AMD are merging the architectures (UDNA) like nVidia but it's not going to be before 2026. (https://wccftech.com/amd-ryzen-zen-6-cpus-radeon-udna-gpus-u...)
7speter
You can use ROCM on consumer radeon as long as you pay more than 400 dollars for one of their gpus. Meanwhile, you can run stable diffusion with the -lowvram flag on a 3050 6gb that goes for 180 dollars
7speter
I have a mi50 with 16gb of hbm thats collecting dust (its Vega bases, so it can play games, I guess) because I don’t want to bother setting up a system with Ubuntu 20.04, the last version of Ubuntu the last version of ROCM that supported the MI50 works on.

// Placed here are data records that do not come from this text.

Issue #460, opened 2023-08-25
Document environment variables used by Meson


dnicolodi:
See https://github.com/mesonbuild/meson-python/issues/459#issuecomment-1692971600

Add a note about environment variables injected by conda.

rgommers:
- the environment variables used by `meson-python` are documented at https://mesonbuild.com/meson-python/reference/environment-variables.html
-  the environment variables used by `meson` are documented at https://mesonbuild.com/Reference-tables.html#compiler-and-linker-flag-environment-variables
- the note on Conda injecting environment variables is present on https://mesonbuild.com/meson-python/how-to-guides/debug-builds.html

The main thing that can be improved still is to cross-link from our docs to the Meson docs on this topic. I'll have a go at that.

PR #583, opened 2024-02-28
Extend documentation on environment variables

rgommers:
- cross link to the tables of compiler/linker flags in the Meson docs
- mention `PKG_CONFIG_PATH`
- add a warning about Conda's habit of injecting env vars also on the environment variables reference page

Closes gh-460

### DIFF
--- a/docs/reference/environment-variables.rst
+++ b/docs/reference/environment-variables.rst
@@ -8,6 +8,36 @@
 Environment variables
 *********************
 
+Environment variables can be used to influence ``meson-python``'s behavior, as
+well as the behavior of Meson and other tools that may be used during the
+build. This page lists all the environment variables directly used by
+``meson-python``.
+
+Meson recommends using command line arguments instead of environment variables,
+but does support a number of environment variables for compatibility with other
+build systems:
+
+- `Compiler and linker flag variables <https://mesonbuild.com/Reference-tables.html#compiler-and-linker-flag-environment-variables>`__
+- `Compiler and linker selection variables <https://mesonbuild.com/Reference-tables.html#compiler-and-linker-selection-variables>`__
+
+Other environment variables may influence how other tools used during the setup
+or build steps operate. For example, ``pkg-config`` supports
+``PKG_CONFIG_PATH`` which influences the search path for ``.pc`` files
+describing the available dependencies.
+
+.. warning::
+
+    Conda sets a number of environment variables during environment activation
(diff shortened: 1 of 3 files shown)


rgommers:
CI failure is Sphinx version too old:
```
Running Sphinx v4.5.0

Sphinx version error:
The sphinxcontrib.applehelp extension used by this project needs at least Sphinx v5.0; it therefore cannot be built with this version.
```

Will add a second commit for that.

docs/reference/environment-variables.rst
```diff
@@ -8,6 +8,35 @@
...
+``meson-python``.
+
+Meson recommends using command line arguments instead of environment variables,
+but does support a number of environment variables for compatibility with other
+build systems:
+
+- `Compiler and linker flag variables <https://mesonbuild.com/Reference-tables.html#compiler-and-linker-flag-environment-variables>`__
+- `Compiler and linker selection variables <https://mesonbuild.com/Reference-tables.html#compiler-and-linker-selection-variables>`__
+
+Other tools each may support their own variables. E.g., ``pkg-config`` supports
```
dnicolodi, line 23: The beginning of this sentence is a bit convoluted. I would simply write: "Other environment variables may influence how other tools used during the setup or build steps operate. For example, ``pkg-config`` supports..."

docs/reference/environment-variables.rst
```diff
@@ -8,6 +8,35 @@
...
+``PKG_CONFIG_PATH`` which influences the search path for dependencies at build
+time.
```
dnicolodi, line 25: Technically `pkg-config` is used at setup (configure) time, not at build time. Maybe "at build time" can be simply omitted without loss of relevant information. Also, maybe, "the search path for dependencies" should be something like "the search path for ``.pc`` files describing the available dependecies".

dnicolodi (changes requested):
Thanks @rgommers. Looks nice, except a couple of small things.

docs/reference/environment-variables.rst
rgommers: thanks, adopted this phrasing

docs/reference/environment-variables.rst
rgommers: agreed, adopted

dnicolodi:
Thanks @rgommers. I was indeed wondering why sphynx was pinned to such an old release. Just one more thing: maybe the commit messages should follow the usual convention and be prepended with `DOC:` and the remaining should not be capitalized.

With situations like this, its not hard to see why Nvidia totally dominates in the compute/ai market.
FuriouslyAdrift
AMD did over $5 billion in GPU compute (Instinct line) last year. Not nVidia numbers but also not bad. Customers love that they can actually get Instinct system rather than trying to compete with the hyperscalers for limited supplies of nVidia systems. Meta and Microsoft are the two biggest buyers of AMD Instincts, though...
AMD Instinct is also more power efficient and has comparable (if not better) performance for the same (or less) price.
7speter
Meta and Microsoft buys hundreds of thousands of Nvidia accelerators a year, and are a big reason why everyone else has to compete for nvidia units.
slavik81
The MI50 may be considered deprecated in newer releases, but it seems to work fine in my experience. I have a Radeon VII in my workstation (which shares the same architecture) and I host the MI60 test machine for Debian AI Team. I haven't had any trouble with them.
For context, the submitter of the issue is Anush Elangovan from AMD who's recently been a lot more active on social after the SemiAnalysis article, and taking the reigns / responsibility of moving AMD's software efforts forward.
However you want to dissect this specific issue, I'd generally consider this a positive step and nice to see it hit the front page.